PR #2761, opened 2025-05-06
sqlcapture: Set additionalProperties: false in SourcedSchemas

willdonnelly:
**Description:**

I wasn't entirely sure whether we just wanted that on the top level or if it needed to be present in the metadata objects as well, so I've erred on the side of putting it everywhere.

- - -
This change is [Reviewable](https://reviewable.io/reviews/estuary/connectors/2761)


willdonnelly:
This PR in combination with https://github.com/estuary/flow/pull/2126 _almost_ fixes everything in the basic test I've been running. The simple table with some data in it works correctly, and the empty table produces the following vaguely-correct inferred schema in Supabase:

```
{
  "$schema": "https://json-schema.org/draft/2019-09/schema",
  "additionalProperties": false,
  "properties": {
    "_meta": false,
    "data": {
      "description": "(source type: text)",
      "type": "string"
    },
    "id": {
      "description": "(source type: non-nullable int4)",
      "type": "integer"
    }
  },
  "required": [
    "_meta",
    "id"
  ],
  "type": "object",
  "x-collection-generation-id": "11113881ac000211",
  "x-infer-schema": true
}
```

However the inferred schema publication fails with:

```
publication failed with status: BuildFailed { incompatible_collections: [], evolution_id: None } (will retry)
```

The obvious culprit would seem to be the weird-looking `"_meta": false` property definition (possibly in conjunction with `_meta` being required?). I'm not entirely sure what's causing that, but in case there's some obvious error here's the sourced schema the connector outputs:

```
{
  "$defs": {
    "PublicEmpty": {
      "$anchor": "PublicEmpty",
      "additionalProperties": false,
      "properties": {
        "data": {
          "description": "(source type: text)",
          "type": [
            "string"
          ]
        },
        "id": {
          "description": "(source type: non-nullable int4)",
          "type": "integer"
        }
      },
      "required": [
        "id"
      ],
      "type": "object"
    }
  },
  "allOf": [
    {
      "properties": {
        "_meta": {
          "additionalProperties": false,
          "properties": {
            "before": {
              "$ref": "#PublicEmpty",
              "description": "Record state immediately before this change was applied."
            },
            "op": {
              "description": "Change operation type: c Create/Insert, u Update, d Delete.",
              "enum": [
                "c",
                "d",
                "u"
              ]
            },
            "source": {
              "additionalProperties": false,
              "properties": {
                "loc": {
                  "description": "Location of this WAL event as [last Commit.EndLSN; event LSN; current Begin.FinalLSN]. See https://www.postgresql.org/docs/current/protocol-logicalrep-message-formats.html",
                  "items": {
                    "type": "integer"
                  },
                  "maxItems": 3,
                  "minItems": 3,
                  "type": "array"
                },
                "schema": {
                  "description": "Database schema (namespace) of the event.",
                  "type": "string"
                },
                "snapshot": {
                  "description": "Snapshot is true if the record was produced from an initial table backfill and unset if produced from the replication log.",
                  "type": "boolean"
                },
                "table": {
                  "description": "Database table of the event.",
                  "type": "string"
                },
                "ts_ms": {
                  "description": "Unix timestamp (in millis) at which this event was recorded by the database.",
                  "type": "integer"
                },
                "txid": {
                  "description": "The 32-bit transaction ID assigned by Postgres to the commit which produced this change.",
                  "type": "integer"
                }
              },
              "required": [
                "schema",
                "table",
                "loc"
              ],
              "type": "object"
            }
          },
          "required": [
            "op",
            "source"
          ],
          "type": "object"
        }
      },
      "required": [
        "_meta"
      ]
    },
    {
      "$ref": "#PublicEmpty"
    }
  ],
  "x-infer-schema": true
}
```

willdonnelly:
> * additionalProperties: false should be on both the top-level object, and also under `_meta/before`

Yeah, that's what I'm doing in the current version of this PR. Summarizing and eliding some unimportant bits, the schemas currently look like this:

```
{
  "$defs": {
    "<anchorName>": {
      "$anchor": "<anchorName>",
      "type": "object",
      "required": ["id" ],
      "properties": {
        "data": {
          "description": "(source type: varchar)",
          "type": ["string"]
        },
        "id": {
          "type": "integer",
          "description": "(source type: non-nullable int)"
        }
      }
    }
  },
  "allOf": [
    {
      "required": ["_meta"],
      "properties": {
        "_meta": {
          "type": "object",
          "required": ["op", "source"],
          "additionalProperties": false,
          "properties": {
            "before": {
              "$ref": "#<anchorName>",
              "additionalProperties": false
            },
            "op": {...}
            "source": {
              "type": "object",
              "properties": {...}
              "additionalProperties": false,
              "required": ["schema", "table", "cursor"]
            }
          }
        }
      }
    },
    {"$ref": "#<anchorName>"}
  ],
  "additionalProperties": false
}
```

That's an `additionalProperties: false` on the top-level object, on the `/_meta` object, and on `/_meta/before` and `/_meta/source`.

>     * the `_meta: false` result is a valid JSON schema construction which just means "there is no acceptable JSON construction that can exist at this location"

Yeah, I figured it probably meant something along those lines. I'm not sure what about the current schema makes the top-level `id` and `data` properties get treated like that though. I could believe that I've screwed something up with all the complexities around `/_meta` but the `id` and `data` properties are only mentioned in the shared definition part and I can't see anything wrong with how they're being defined that would make their typing unacceptable.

^^^^^^^^^^^^^^^^

What is required:
Where does the word "PublicEmpty" appear in the listing above? Copy every line that holds it.

Result:
    "PublicEmpty": {
      "$anchor": "PublicEmpty",
              "$ref": "#PublicEmpty",
      "$ref": "#PublicEmpty"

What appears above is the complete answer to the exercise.